In this case, the custom flag integrates the gnomAD v2 VCF with the following parameters:

path: Path to the custom VCF file.
identifier: A name for the custom annotation (e.g., gnomad_exomes).
type: The file type (e.g., vcf).
match_type: How to match the data (e.g., exact).
cols: Columns to include from the VCF (e.g., 0,AN_nfe,AC_nfe,non_cancer_AN_nfe,non_cancer_AC_nfe).
  1. Run pipeline. Once you have updated your nextflow.config, run your VEP command as usual.

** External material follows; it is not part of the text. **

PR #271, opened 2021-01-02
Add .clang-format

glebm:
Based on https://github.com/FWGS/xash3d/blob/725fd84b5ba8d405979d63df7a906feb1bc87d51/.clang-format with the following changes:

The custom VCF annotations will be included in the output.

4. Known pitfalls

  1. You may not be able to execute nextflow directly from the Compute Canada login nodes due to the 8Gb memory limit per user. One alternative is to start interactive slurm job and submit all commands from it e.g.:

    salloc --time=2:00:00 --ntasks=1 --mem-per-cpu=16G
    

    Or submit a batch job with nextflow command e.g.:

    module load nextflow
    module load apptainer
    sbatch --time=2:00:00 --ntasks=1 --mem-per-cpu=16G --wrap="nextflow run Annotation.nf -w ~/scratch/work_directory"
    

    Make sure you specify enough time. VEP annotation is typically fast, but total nextflow execution time will depend on how busy the SLURM queue is.

  2. Sometimes nextflow will crash with error Failed to submit process to grid scheduler for execution. Most probably the SLURM queue was too busy and thus slow to respond. Your results were not lost, just resume nextflow execution with the following command and nextflow will continue from where it finished:

    nextflow run Annotate.nf -w ~/scratch/work_directory -resume
    
  3. If nextflow crashes with error libnet.so: failed to map segment from shared object, then try to increase the amount of memory in your salloc or sbatch job.